## Problem requirements
Wherever the string "that" shows up in the data below, copy the whole line.

[[ Task inputs, beginning ]]

PR #196, opened 2020-01-22
Extract test middleware that always throws an error

thewilkybarkid:
Extracts the middleware used by the error handler test that always throws an error so it can be used elsewhere (https://github.com/libero/article-store/pull/184).

### DIFF
--- a/test/middleware.ts
+++ b/test/middleware.ts
@@ -1,9 +1,15 @@
+import { UnknownError } from 'http-errors';
 import { ExtendableContext } from 'koa';
 import { Middleware } from 'koa-compose';
 import { AppContext } from '../src/app';
 
 export type NextMiddleware<CustomT extends ExtendableContext = AppContext> =
   (context: CustomT) => Promise<void>;
+
+export const throwingNext = <CustomT extends ExtendableContext = AppContext>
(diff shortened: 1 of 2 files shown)


test/middleware.ts
```diff
@@ -1,10 +1,16 @@
+import { UnknownError } from 'http-errors';
 import { ExtendableContext } from 'koa';
 import { Middleware } from 'koa-compose';
 import { AppContext } from '../src/app';
 
 export type NextMiddleware<CustomT extends ExtendableContext = AppContext> =
   (context: CustomT) => Promise<void>;
 
+export const throwingNext = <CustomT extends ExtendableContext = AppContext>
+  (error: UnknownError = new Error()): NextMiddleware<CustomT> => (): never => {
```
thewilkybarkid, line 10: Changed return type to `never`, and removed `async` (seems to make no difference).

giorgiosironi: Given there's no `await` inside roughly I would expect `async` not to be required, but who knows what kind of type checking is going on

giorgiosironi (approved):

giorgiosironi:
Uh, conflicts block the build at the moment.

[[ Task inputs, end ]]

## Output
Extract test middleware that always throws an error
Extracts the middleware used by the error handler test that always throws an error so it can be used elsewhere (https://github.com/libero/article-store/pull/184).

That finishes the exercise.